Transistors are the fundamental components of processors, memories and other pieces of hardware, therefore, it is not uncommon for companies to seek innovations to produce increasingly advanced and efficient parts. One promising technology analyzed by scientists is the chip production using single-atom-thick “2D sheets”.
Some materials, such as graphene, have a two-dimensional molecular structure that would allow the creation of a kind of “leaf” to produce tiny transistors, such that, in theory, they can increase the performance and improve the efficiency of electrical conduction of hardware parts for cell phones, tablets and more.
Researchers have previously demonstrated that the production of transistors using two-dimensional materials is possible, but to accomplish the feat, several “manual” adjustments in the small hardware circuits were necessary, therefore, the challenge was to apply this technology in industry for mass production.
With that, the new study published this Wednesday (22) by the scientific journal Nature Nanotechnology details that it is possible to take advantage of existing technologies in the foundry of semiconductors, such that they allow dealing with incredibly thin materials for the production of processors on a large scale.

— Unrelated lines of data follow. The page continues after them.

Issue #679, opened 2023-06-08
Unsubscribe to unsupported streams do not return reportingUnsupported error


mounikakun:
As per doc reporting Mode servers return the error reportingUnsupported for server, peer_status, consensus streams but Clio returns malformedStream

PR #682, opened 2023-06-09
Subscribe ReportingNotSupported error

cindyyan317:
Rippled's reporting mode returns "ReportingNotSupported" for "peer_status" and "consensus" streams while clio returns streamMalformed like other invalid stream name.

This PR is to add ReportingNotSupported error for "peer_status" and "consensus"
#678  #679


godexsoft (approved):
LGTM 👍

PR #683, opened 2023-06-09
Feature/count real errors

### LINKED ISSUE #665: Add counter for real RPC errors
Currently we have counters for started, finished, errored and forwarded invocations per RPC handler that we periodically monitor to produce graphs. However, `errored` is a counter that tracks wrong user input, missing data, etc.
However, we want to distinguish between such errors and actual server issues such as db timeouts, internal errors, etc.
Let's introduce a new counter for those edge cases.

godexsoft:
Fixes #665 

Adds a few new counters to distinguish user errors from system errors as well as allow for more fine grained stats.


cindyyan317 (approved):
Great work! I like the webserver's unawareness of counter.

src/rpc/RPCEngine.h
```diff
@@ -149,24 +156,23 @@ class RPCEngineBase
             if (v)
                 return v->as_object();
             else
+            {
+                notifyErrored(ctx.method);
```
cindyyan317, line 160: One thing, do we need to change the name to logicError ? suggest it is not a real error

godexsoft: We could change this `notifyErrored` and inside Counters but we can't change the json we generate in the report i think. So i left it as it was to match the key in the report itself.

PR #684, opened 2023-06-09
Fix mismatch : subscribe book offers when both is true

cindyyan317:
There is no document regarding this. 
According to rippled's code,
When snapshot is true, we should return the list of the current offers.
When both is false, these offers put into offers field
When both is true, the original book's offers go to the 'bids' field, the reversed book's offers go to the 'asks' field.
'offers' will be present if any book in subscribed book list has snapshot being true but both being false.
'bids' 'asks' will be present if any book in subscribed book list has snapshot being true and both being true.


godexsoft (approved):
Looks good! 🚀

PR #687, opened 2023-06-12
Fix marker issue

cindyyan317:
The first tx of account_tx's second page overlaps the last tx of the first page. This should be a old issue for clio. 

SQL query should exclude the marker.


godexsoft (approved):
Looks fine 👍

The “wiring”—that is, the tiny interconnections that link the transistors together—necessary for the electronics of the new technology used conventional manufacturing methods. In the demonstration, a nanosheet is positioned in layers on a metal surface, and then processing is done so that transistors are formed.
The scientists involved in the experiment note that this may still not be an ideal technique, since the deposit of metallic components can damage the sheet and present a risk of diffusion of atoms, causing a short circuit in the system.
To get around this issue, the team devised a way to form the individual connecting parts separately, and then, under less complex conditions, joined the parts to the 2D sheet. After that, the platform was installed in a standardized way on a solid substrate and coated with aluminum oxide.
The circuits, after being coated with aluminum oxide, were positioned on a silicon dioxide surface using a molybdenum disulfide nanosheet through chemical vapor deposition, resulting in a thin layer of semiconductor material. The whole process was carried out in stages rather than following a continuous line.
Another difficulty faced in production is aligning the interconnections with the “gates” of the transistors — mechanisms that allow switching their state between 0 or 1 (binary codes). To limit possible distortions of the system, the researchers connected the polymer of the spinning to a sheet of quartz before recording them in a wafer.
By putting all the parts in their proper place, scientists can remove any excess material easily using plasma etching — another technology widely used in semiconductor production.
While manufacturing has proven to be much more complex with 2D sheets, the researchers’ experiments have shown that the technology can make the devices we use in our everyday lives perform much more consistently and leak much less energy.
Specialists managed to produce functional circuits in the entire area of a wafer of 2 inches. While the new method is still just a demo, expectations are high.
It is still too early to say that molybdenum disulfide will be a substitute for silicon among semiconductor materials in the near future, but the global hardware crisis has shown that it is essential to have different types of raw materials available to the industry.